§ **BRIEF**: Find the string "going" in the records. Copy every line it appears in.
------------------------
PR #96, opened 2023-03-01
Add Freckle.App.OpenTelemetry

pbrisbin:
And update `runDB` to use it.

A `runDBXRay` is preserved in the (unlikely) event one of our apps needs
to update but cannot satisfy `MonadTracer`. To use it requires silencing
the deprecation warning, which is intentional.

### DIFF
--- a/library/Freckle/App/Database.hs
+++ b/library/Freckle/App/Database.hs
@@ -13,6 +13,7 @@ module Freckle.App.Database
   , makePostgresPool
   , makePostgresPoolWith
   , runDB
+  , runDBXRay
   , runDBSimple
   , PostgresConnectionConf(..)
   , PostgresPasswordSource(..)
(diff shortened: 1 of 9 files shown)


stack.yaml
```diff
@@ -1,3 +1,17 @@
 resolver: lts-20.12
 extra-deps:
   - monad-validate-1.2.0.1
+
+  # For OTel
+  - github: freckle/hs-opentelemetry-awsxray
```
pbrisbin, line 6: I should probably get a version on Hackage before merging this. Will do.

library/Freckle/App/Database.hs
```diff
@@ -89,11 +125,12 @@ runDB
      )
   => SqlPersistT m a
   -> m a
-runDB action = do
+runDBXRay action = do
   pool <- asks getSqlPool
   mVaultData <- asks getVaultData
   Stats.withGauge Stats.dbConnections
     $ maybe runSqlPool (runSqlPoolXRay "runDB") mVaultData action pool
+{-# DEPRECATED runDBXRay "Migrate to MonadTracer and use runDB" #-}
```
pbrisbin, line 133: Am I introducing and immediately deprecating a function? Why yes, I am.

pbrisbin:
Oh sorry, there's some more context [in Confluence](https://renaissancelearning.atlassian.net/wiki/spaces/ARCH/pages/42753688399/XRay+Tracing+via+OpenTelementry) too.

tomcarste (approved):
Looks good, seems we're no longer going to use xray?

pbrisbin:
> seems we're no longer going to use xray?

In the log-term, yeah, but not yet. We're going to emit OpenTelemetry, and collector will export to X-Ray (for now), which creates a seam for exploring replacements (like Datadog) later. The link I posted in my last comment has more details.

PR #97, opened 2023-03-02
Address some OTel omissions

pbrisbin:
### [Update package options](https://github.com/freckle/freckle-app/pull/97/commits/bdc1cefe1da3011b76910a79f345b20e3368ed07)
[bdc1cef](https://github.com/freckle/freckle-app/pull/97/commits/bdc1cefe1da3011b76910a79f345b20e3368ed07)

### [Add necessary instances to AppT](https://github.com/freckle/freckle-app/pull/97/commits/b1d74b1920c24e06a70ec516490db5584110be0c)
[b1d74b1](https://github.com/freckle/freckle-app/pull/97/commits/b1d74b1920c24e06a70ec516490db5584110be0c)

Discovered when upgrading megarepo/backend.

### [Extend Freckle.App.OpenTelementry](https://github.com/freckle/freckle-app/pull/97/commits/4a259e2916b371c7edf8d7a6539e828b24d4eab1)
[4a259e2](https://github.com/freckle/freckle-app/pull/97/commits/4a259e2916b371c7edf8d7a6539e828b24d4eab1)

- Re-export some more types required to initialize
- Add `withTracerProviderXRayLogger`
- Export individual setters and `withTracerProvider`

### DIFF
--- a/library/Freckle/App/OpenTelemetry.hs
+++ b/library/Freckle/App/OpenTelemetry.hs
@@ -6,6 +6,13 @@ module Freckle.App.OpenTelemetry
   , MonadTracer(..)
   , inSpan
 
+  -- * Querying
+  , getCurrentTraceId
+  , getCurrentTraceIdHex
+
+  -- * Middleware
+  , addTraceIdThreadContext
+
   -- * Setup
   -- ** Built-ins
   , withTracerProviderXRay
@@ -26,9 +33,19 @@ module Freckle.App.OpenTelemetry
 import Freckle.App.Prelude
 
 import Blammo.Logging
-  (LogLevel(..), Logger, Message(..), logOtherNS, runLoggerLoggingT)
+  ( LogLevel(..)
+  , Logger
+  , Message(..)
+  , logOtherNS
+  , runLoggerLoggingT
+  , withThreadContext
+  , (.=)
+  )
 import Control.Lens ((.~), (<>~))
+import Network.Wai (Middleware)
 import OpenTelemetry.AWSXRay
+import qualified OpenTelemetry.Context as Trace
+import qualified OpenTelemetry.Context.ThreadLocal as Trace
 import qualified OpenTelemetry.Logging.Core as Trace
 import OpenTelemetry.Trace
   ( HasTracer(..)
@@ -40,6 +57,9 @@ import OpenTelemetry.Trace
   , makeTracer
   , tracerOptions
   )
+import qualified OpenTelemetry.Trace.Core as Trace
+  (SpanContext(..), getSpanContext)
+import OpenTelemetry.Trace.Id (Base(Base16), TraceId, traceIdBaseEncodedText)
 import OpenTelemetry.Trace.Monad (MonadTracer(..))
 import qualified OpenTelemetry.Trace.Monad as Trace
 import OpenTelemetry.Trace.Setup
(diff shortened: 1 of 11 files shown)


mjgpy3:
Looking now.

library/Freckle/App/OpenTelemetry.hs
```diff
@@ -1,41 +1,139 @@
...
+addTraceIdThreadContext :: Middleware
+addTraceIdThreadContext app request respond = do
+  mTraceId <- getCurrentTraceIdHex
+
+  let
+    wrap = case mTraceId of
+      Nothing -> id
+      Just traceId -> withThreadContext ["trace_id" .= traceId]
+
+  wrap $ app request respond
```
mjgpy3, line 80: `traverse` by another name?

library/Freckle/App/OpenTelemetry.hs
```diff
@@ -1,41 +1,139 @@
...
+-- TODO: Use more fields, i.e. metadata
+--
+-- <https://hackage.haskell.org/package/hs-opentelemetry-api-0.0.3.6/docs/OpenTelemetry-Logging-Core.html#t:Log>
+--
+fromOTelLog :: Trace.Log Text -> (LogLevel, Message)
+fromOTelLog = fromOTelSeverity . Trace.severityNumber &&& (:# []) . Trace.body
+
+fromOTelSeverity :: Maybe Int64 -> LogLevel
+fromOTelSeverity = \case
+  Just n | n > 17 -> LevelError
```
mjgpy3, line 126: I always wonder how these severity numbers get picked.

mjgpy3 (approved):
LGTM

pbrisbin:
I'm going to poke at the wait integration a bit more before I merge. I don't expect major changes, but let me know if you'll want a re-review and I'll make it Draft until it's _really_ ready. I'll take silence as permission to hack and merge :)

library/Freckle/App/OpenTelemetry.hs
pbrisbin: I don't now! If you can rework to be, please do, I'd like to see it.

library/Freckle/App/OpenTelemetry.hs
pbrisbin: God bless open standards,

[The spec](https://opentelemetry.io/docs/reference/specification/logs/data-model/#field-severitynumber) links to [the design discussion](https://docs.google.com/document/d/1ix9_4TQO3o-qyeyNhcOmqAc1MTyr-wnXxxsdWgCMn9c/edit#), which links to a [separate discussion](https://docs.google.com/document/d/1ix9_4TQO3o-qyeyNhcOmqAc1MTyr-wnXxxsdWgCMn9c/edit#) which has a wonderful FAQ for that!

> **Why do we need a range of severity_number values with similar meaning?**
>
> Different logging libraries and logging formats define different sets of possible values for severities. Typically, broadly speaking, the severity values fall in the 6 ranges as defined in this document. However, often there are also more nuanced severity grades in source formats. For example Syslog defines 4 different error severities: (Emergency, Alert, Critical, Error). We need to be able to represent all these severities in the OpenTelemetry data model. The range of severity values makes it possible.
>
> **Why do we have so many values in each range?**
>
> The largest number of values in a range I have found so far is Syslog and Zap. Both have 4 different error levels. There may be formats and libraries that have even more levels so I chose to have 8 levels in each range just to be safe. There does not seem to be downsides to allowing more levels (other than requiring an extra bit to represent).
Why do severity_number values start from 1 and not from 0?
>
> In certain data formats (e.g. ProtoBuf) fields with 0 values are omitted on the wire and there is no way to distinguish omitted and 0 values in receivers. It is efficient to reserve 0 value as an indication of an omitted field (otherwise we would need to record the fact that severity_number field is present or omitted separately).

PR #99, opened 2023-03-08
Remove OpenTelemetry module, keep MonadTracer

pbrisbin:
We're not able to move to OpenTelemetry while still using X-Ray. The
reason is that the options for continuing to support our method of only
sending "interesting" HTTP traces to X-Ray are severely limited. If we
were to lose this filtering our X-Ray bill would likely increase from
$19 dollars/month to over $400, which is unacceptable.

We are planning to migrate from X-Ray to Datadog APM, at which point we
will have more control over retention and not need this filtering.
Meaning anything we built in the meantime would be wasted.

Therefore, we're going to hold off on OpenTelemetry until we're ready to
migrate to Datadog APM at the same time.

This commit removes the actual `OpenTelemetry` module, puts our `runDB`
back to being X-Ray-based, but changes the `HasXRayVaultData` class to
`MonadTracer`. This means client code can be updated to use the new kind
of constraint ahead of time (work I've already prepared), and need fewer
changes when `OpenTelemetry` actually does enter the picture.


pbrisbin:
In case it's not clear, I'm backing out this work so that `main` is release-able, usable, and update-to-able in megarepo, in case any other work comes along that needs to do that.

mjgpy3 (approved):
Looks and sounds good to me.

PR #102, opened 2023-05-02
Report problems fetching ECS container metadata

pbrisbin:
This has stopped working at some point. We intentionally silence errors
to `Nothing` so they don't prevent any kind of app start and consider
this best effort. That said, we would still like to debug these, so this
patch upgrades that to an `Either` (via `MonadError`) and prints them on
`stderr`.


tomcarste (approved):
LGTM

PR #103, opened 2023-05-16
Extend debuggability and fix ECS Metadata

pbrisbin:
The first few commits increased visibility in the process further. The last commit actually fixes the bug:

### [Request container metadata without trailing /](https://github.com/freckle/freckle-app/pull/103/commits/ace1f1d6a1bc2154325c391d9ff035f0f79d3ddf)
[ace1f1d](https://github.com/freckle/freckle-app/pull/103/commits/ace1f1d6a1bc2154325c391d9ff035f0f79d3ddf)

At some point this started being a 404 with the trailing `/`. Removing
it gets things working again.

### DIFF
--- a/library/Freckle/App/Stats.hs
+++ b/library/Freckle/App/Stats.hs
@@ -267,8 +267,8 @@ sendMetric metricType name metricValue = do
 
 getEcsMetadataTags :: MonadIO m => m [(Text, Text)]
 getEcsMetadataTags = do
-  emMetadata <- runExceptT getEcsMetadata
-  either (([] <$) . err) (pure . maybe [] toTags) emMetadata
+  eMetadata <- runExceptT getEcsMetadata
+  either (([] <$) . err) (pure . toTags) eMetadata
  where
   err e = liftIO $ hPutStrLn stderr $ "Error reading ECS Metadata: " <> show e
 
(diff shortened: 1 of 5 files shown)


library/Freckle/App/Stats.hs
```diff
@@ -267,8 +267,8 @@ sendMetric metricType name metricValue = do
 
 getEcsMetadataTags :: MonadIO m => m [(Text, Text)]
 getEcsMetadataTags = do
-  emMetadata <- runExceptT getEcsMetadata
-  either (([] <$) . err) (pure . maybe [] toTags) emMetadata
+  eMetadata <- runExceptT getEcsMetadata
+  either (([] <$) . err) (pure . toTags) eMetadata
  where
   err e = liftIO $ hPutStrLn stderr $ "Error reading ECS Metadata: " <> show e
```
pbrisbin, line 273: Maybe this should be softer. I worry it'll make folks think their local instance is broken since it says "Error". Perhaps, _Not configuring tags from ECS Metadata: <reason>_ is better.

mjgpy3: We can probably wait and see

mjgpy3 (approved):
LGTM

PR #105, opened 2023-06-13
Set schema in connection from `PGSCHEMA`

stackptr:
`progress-api` is setup to use a `progress` schema for its tables, rather than the default `public` schema typically used. This requires the `psql` connection to be set with a the `-csearch_path` option.

This works as expected when using a tunnel to the prod `progress-api` db for `psql` locally:

```
> ENV=progress-api ./scripts/run-command-ssh-tunnel.sh psql options=-csearch_path=progress
Null display is "<NULL>".
psql (12.15 (Ubuntu 12.15-1.pgdg22.04+1), server 12.12)
SSL connection (protocol: TLSv1.2, cipher: AES128-SHA256, bits: 128, compression: off)
Type "help" for help.

progress_prod=> \dt
                   List of relations
  Schema  |           Name           | Type  |  Owner
----------+--------------------------+-------+----------
 progress | math_question_parameters | table | postgres
(1 row)
```

Without `options=-csearch_path=progress` set, no relations are found until performing `SET search_path TO progress;`.

### DIFF
--- a/library/Freckle/App/Database.hs
+++ b/library/Freckle/App/Database.hs
@@ -130,6 +130,7 @@ data PostgresConnectionConf = PostgresConnectionConf
   , pccDatabase :: String
   , pccPoolSize :: Int
   , pccStatementTimeout :: PostgresStatementTimeout
+  , pccSchema :: String
   }
   deriving stock (Show, Eq)
 
@@ -199,6 +200,7 @@ envParseDatabaseConf source = do
   database <- Env.var Env.nonempty "PGDATABASE" mempty
   port <- Env.var Env.auto "PGPORT" mempty
   poolSize <- Env.var Env.auto "PGPOOLSIZE" $ Env.def 10
+  schema <- Env.var Env.auto "PGSCHEMA" mempty
   statementTimeout <-
     Env.var (Env.eitherReader readPostgresStatementTimeout) "PGSTATEMENTTIMEOUT"
       $ Env.def (PostgresStatementTimeoutSeconds 120)
@@ -210,6 +212,7 @@ envParseDatabaseConf source = do
     , pccDatabase = database
     , pccPoolSize = poolSize
     , pccStatementTimeout = statementTimeout
+    , pccSchema = schema
     }
 
 data AuroraIamToken = AuroraIamToken
@@ -309,4 +312,5 @@ postgresConnectionString PostgresConnectionConf {..} password =
     , "user=" <> pccUser
     , "password=" <> password
     , "dbname=" <> pccDatabase
+    , "options=-csearch_path=" <> pccSchema
     ]


library/Freckle/App/Database.hs
```diff
@@ -130,6 +130,7 @@ data PostgresConnectionConf = PostgresConnectionConf
   , pccDatabase :: String
   , pccPoolSize :: Int
   , pccStatementTimeout :: PostgresStatementTimeout
+  , pccSchema :: String
```
pbrisbin, line 133: I don't think we should require it. I think we should ether make this `Maybe String`, or set a `Env.def "public"` in the parser.

library/Freckle/App/Database.hs
```diff
@@ -309,4 +312,5 @@ postgresConnectionString PostgresConnectionConf {..} password =
     , "user=" <> pccUser
     , "password=" <> password
     , "dbname=" <> pccDatabase
+    , "options=-csearch_path=" <> pccSchema
```
pbrisbin, line 315: It feels inconsistent to handle the timeout by executing a command on the connection at startup, but handle the schema by pushing `options` into the connection string. Can we make it so we do them by the same method? I don't mind which way -- I assume we can set a timeout via `options` or we can set the schema via executing a command.

pbrisbin (changes requested):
------------------------
§ **RESPONSE AREA**:
Looks good, seems we're no longer going to use xray?
> seems we're no longer going to use xray?
In the log-term, yeah, but not yet. We're going to emit OpenTelemetry, and collector will export to X-Ray (for now), which creates a seam for exploring replacements (like Datadog) later. The link I posted in my last comment has more details.
I'm going to poke at the wait integration a bit more before I merge. I don't expect major changes, but let me know if you'll want a re-review and I'll make it Draft until it's _really_ ready. I'll take silence as permission to hack and merge :)
Therefore, we're going to hold off on OpenTelemetry until we're ready to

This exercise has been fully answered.